Data section:
*** Block opens ***

PR #6505, opened 2026-01-12
Refactor FCM config to use separate fields instead of json and increasing pref svalue threshold to 5000

galadril:
This pull request refactors the Firebase Cloud Messaging (FCM) notification configuration to simplify setup and improve user experience. Instead of requiring users to paste or upload the entire Firebase Service Account JSON, the UI and backend now ask for only the essential fields: Client Email, Private Key, and Project ID. Additional improvements include better error handling.

### DIFF
--- a/main/SQLHelper.cpp
+++ b/main/SQLHelper.cpp
@@ -3301,7 +3301,7 @@ bool CSQLHelper::OpenDatabase()
 	UpdatePreferencesVar("DB_Version", DB_VERSION);
 
 	//Check preferences table for extreme sized sValues
-	result = safe_query("SELECT Key FROM Preferences WHERE LENGTH(sValue) > 1000");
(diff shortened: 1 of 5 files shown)


kiddigital:
Maybe @galadril , still ask to upload the full JSON, and still parse it, but only store the required fields.

Makes it less error prone for users to copy/paste the details. You can still verify if the JSON is valid, etc.

galadril:
With the latest commit there is still an upload option, and there is an option for them to fill in the fields themselfs.
The parse validates, but there is also a 'Test' butten to validate the contents of the fields.

So i guess it already contains what you mean?

galadril:
@gizmocuz what do you think?

gizmocuz:
Looks great! Thank you for this PR!!

waltervl:
Settings page seems malformed by this change: https://github.com/domoticz/domoticz/issues/6512

gizmocuz:
Fixed in latest code/betas

PR #6507, opened 2026-01-13
Rounding fix and support for negative values in MultiMeter table

Olifant1990:
Fixed rounding and use correct types as BIGINT in database is signed, not unsigned. This fixes a problem meter values can be negative

### DIFF
--- a/main/SQLHelper.cpp
+++ b/main/SQLHelper.cpp
@@ -7278,24 +7278,24 @@ void CSQLHelper::UpdateMultiMeter()
 			std::vector<std::string> splitresults;
 			StringSplit(sValue, ";", splitresults);
 
-			uint64_t value1 = 0;
-			uint64_t value2 = 0;
-			uint64_t value3 = 0;
-			uint64_t value4 = 0;
-			uint64_t value5 = 0;
-			uint64_t value6 = 0;
+			int64_t value1 = 0;
+			int64_t value2 = 0;
+			int64_t value3 = 0;
+			int64_t value4 = 0;
+			int64_t value5 = 0;
+			int64_t value6 = 0;
 
 			if (dType == pTypeP1Power)
 			{
 				if (splitresults.size() != 6)
 					continue; //impossible
 
-				uint64_t powerusage1 = 0;
-				uint64_t powerusage2 = 0;
-				uint64_t powerdeliv1 = 0;
-				uint64_t powerdeliv2 = 0;
-				uint64_t usagecurrent = 0;
-				uint64_t delivcurrent = 0;
+				int64_t powerusage1 = 0;
+				int64_t powerusage2 = 0;
+				int64_t powerdeliv1 = 0;
+				int64_t powerdeliv2 = 0;
+				int64_t usagecurrent = 0;
+				int64_t delivcurrent = 0;
 
 				try
 				{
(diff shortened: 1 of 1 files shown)


waltervl:
How can P1 smart meter values be negative? In what use case? For a normal kWh meter it can indeed be negative but for a P1 with splitted usage and return values there can not be a negative value in the database ( I think...).

Olifant1990:
It's not only a P1 meter, but an (dummy) Ampere device, which in my case could be negative.
But, not the case. BIGINT supports that, so use valid types in code too.

waltervl:
Ok, I would expect that multimeter was only used for a multimeter device like P1, not for a normal sensor like Ampere.

gizmocuz:
you just halved the possible counter values of all counters...
can you not just support this for the current sensor type? Counters should increase

Olifant1990:
No I did not? As I am understanding it correctly BIGINT in mysql is the same as int64_t. If you still want to support the uint64_t, the database should have BIGINT UNSIGNED.

So:

SQLite BIGINT: https://www.dofactory.com/sql/bigint: -9,223,372,036,854,775,808 to 9,223,372,036,854,775,807
int64_t C++: is a signed integer https://learn.microsoft.com/en-us/openspecs/windows_protocols/ms-dtyp/cfb2030b-0d7a-4808-8539-32f35bd9325f, values from –9223372036854775808 through 9223372036854775807.

I already was able to save negative values in the DB directly, but code did not accept it. So no change or halving of possible values.

And besides that, I did not touch the counters, the values only.

gizmocuz:
actually SQLite does not really care about the types...

Olifant1990:
Can you explain that?
If I insert a larger value then above stated values, indeed SQLite accepts it, but precicion is lost.
For example 9223372036854775808 becomes 9.2233720368548E+18 as stored in SQLite.
This will be received as 9223372036854800000. Ok, bigger then the max of int64_t, but not correct anymore.
And negative values are correctly possible in SQLite at the moment, so it really correspondents with int64_t

gizmocuz:
What device are you using that needs negative values? You don't have a P1 meter? This has different sensors for usage and delivery (also ampere)

"bigger then the max of int64_t,"

Yep, way bigger 😎

Olifant1990:
The hardware/device type I use is a dummy device (virtual sensor), the Ampere (3 Phase) device, which uses the MultiMeter table.
The real hardware is a custom build ESP with 3 amp meters, between 3 battery inverters and the power net. It can be negative if the batteries are powering my house.

About the values:
Be real about precicion, yes, we can store numbers larger then 9223372036854775807, as my tiny larger value told.
But they will be stored as floats with an exponent and cannot be loaded from the DB correctly.
I will do it with other examples:

18446744073709551615 (max of uint64_t) -> 1.844674407371E+19
18446744073709551616 (max of uint64_t + 1) -> 1.844674407371E+19

Both will get the same saved value and back from db to Domoticz, it will be showed as 18446744073710000000.

All values from 18446744073705000000 to 18446744073714999999 will have the same stored value 1.844674407371E+19

So we could safely agree that we better could use int64_t, which max value still is a veeeeerrry big number for a counter ;)
And we then can use the negative already supported values too

gizmocuz:
You're right, thanks for the fix!

Note that there are also several read paths that still use **uint64_t** / **std::stoull** for MultiMeter values
These would silently corrupt negative values read back from the database....

I have prepared some complementary changes covering:
  - CalcMultiMeterPrice() in SQLHelper.cpp
  - P1Power parsing in WebServer.cpp (GetJSonDevices)
  - Day/Month/Year graph code in WebServerHandleGraph.cpp

 Will merge both together to make the int64_t migration complete

Olifant1990:
Thank you too!

PR #6528, opened 2026-02-06
Document breaking update change for libmosquitto1 dependency

waltervl:
Added breaking change regarding system dependency update. You have to update twice.


gizmocuz:
Why do we need update twice? I updated once.. This is for users that are not on the latest beta's and do not have to new update scripts?
Something for the release post maybe... not the history, other packages might be included later.

waltervl:
If it is valid for the next stable or it is valid for beta users running an older beta it is a breaking change......
Perhaps the wording could be different eg You have to update twice when you are on a stable version (or old beta)

waltervl:
I see it is implemented with different wording. Thanks!

PR #285, opened 2021-11-15
Fix FocusState retain cycle

watt:
Fixing a retain cycle in the storage of FocusState. Also fixing a retain cycle in the PostsViewController demo that I ran into while testing this out.

### DIFF
--- a/BlueprintUI/Sources/Focus/FocusState.swift
+++ b/BlueprintUI/Sources/Focus/FocusState.swift
@@ -117,16 +117,12 @@ public struct FocusState<Value> where Value: Hashable {
 
     /// Creates a focus state that binds to a Boolean.
     public init() where Value == Bool {
-        _value = Storage(wrappedValue: false)
-        // In Xcode 12.5 use this instead:
-        // value = false
+        value = false
     }
 
     /// Creates a focus state that binds to an optional type.
     public init<T>() where Value == T?, T: Hashable {
-        _value = Storage(wrappedValue: nil)
-        // In Xcode 12.5 use this instead
-        // value = nil
+        value = nil
     }
 
     /// The current state value, taking into account whatever bindings might be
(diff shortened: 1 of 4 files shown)


BlueprintUI/Sources/Focus/FocusState.swift
```diff
@@ -157,24 +153,7 @@ public struct FocusState<Value> where Value: Hashable {
...
-                if self.value == value {
-                    self.value = storage.defaultValue
-                }
-            }
-        )
-
-        storage.bindings[value] = binding
-
-        return binding
+        storage.binding(for: value)
```
watt, line 156: moving this to `Storage` made the weakifying dance a bit less awkward

BlueprintUI/Tests/FocusStateTests.swift
```diff
@@ -72,4 +72,16 @@ final class FocusStateTests: XCTestCase {
         binding.onBlur()
         XCTAssertEqual(state.isFocused, false)
     }
+
+    func test_memoryRelease() {
```
kyleve, line 76: Not sure if it's worth it, but I always copy around this function, which waits for the release/dealloc to happen over a couple of runloop cycles; given the autorelease pool timing seem to change between iOS releases (or based on our code, depending on when values get set), which makes the tests more stable: https://github.com/squareup/market/blob/e7f264ca2ab8a7d1bcade4a7b5fe179e2f41302a/ios/MarketUITesting/Sources/XCTestCase%2BTestHelpers.swift#L68

kyleve (approved):

n8chur (approved):

BlueprintUI/Tests/FocusStateTests.swift
watt: There should be no need for any autorelease pool here! AFAIK this test is deterministic and guaranteed by ARC semantics.

PR #286, opened 2021-11-15
Add support for for loop and available checks in result builders

kyleve:
- This fixes some build errors when you try to use `for...in` loops or `available` checks in result builders. I copied the tests over from Listable to ensure everything works on the base type.

### DIFF
--- a/BlueprintUI/Sources/Layout/Builder.swift
+++ b/BlueprintUI/Sources/Layout/Builder.swift
@@ -43,7 +43,7 @@ public struct Builder<Child> {
     }
 
     public static func buildArray(_ components: [Children]) -> Children {
-        components.reduce(into: []) { $0 += $1 }
+        components.flatMap { $0 }
     }
 
     public static func buildArray(_ components: Children) -> Children {
--- a/BlueprintUI/Sources/Layout/Builder.swift
+++ b/BlueprintUI/Sources/Layout/Builder.swift
@@ -42,6 +42,18 @@ public struct Builder<Child> {
         fatalError()
     }
 
+    public static func buildArray(_ components: [Children]) -> Children {
+        components.reduce(into: []) { $0 += $1 }
+    }
+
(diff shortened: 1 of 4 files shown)


BlueprintUI/Sources/Layout/Builder.swift
```diff
@@ -42,6 +42,18 @@ public struct Builder<Child> {
         fatalError()
     }
 
+    public static func buildArray(_ components: [Children]) -> Children {
+        components.reduce(into: []) { $0 += $1 }
```
ldstreet, line 46: I think this might be a little more efficient:
```suggestion
        components.flatMap { $0 }
```

BlueprintUI/Sources/Layout/Builder.swift
```diff
@@ -42,6 +42,18 @@ public struct Builder<Child> {
...
+    }
+
+    public static func buildArray(_ components: Children) -> Children {
+        components
+    }
+
+    public static func buildLimitedAvailability(_ component: Children) -> Children {
```
ldstreet, line 53: Cool 👍

ldstreet (approved):

BlueprintUI/Sources/Layout/Builder.swift
kyleve: I tested this and didn't find any particularly large difference

ldstreet: Yeah I'm sure its not too much different, especially on arrays with such few elements. I do think `flatMap` is more semantically appropriate in this scenario since we are flattening a two dimensional array into a single level collection which jives with Apple's [documentation](https://developer.apple.com/documentation/swift/sequence/2905332-flatmap). But its not so important to me that I'd debate it any more than writing this post 😆

kyleve: True, I can switch it up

*** Block closes ***

About this exercise:
Copy out each line in the listing that has the word "wording".

Expected answer:
Perhaps the wording could be different eg You have to update twice when you are on a stable version (or old beta)
I see it is implemented with different wording. Thanks!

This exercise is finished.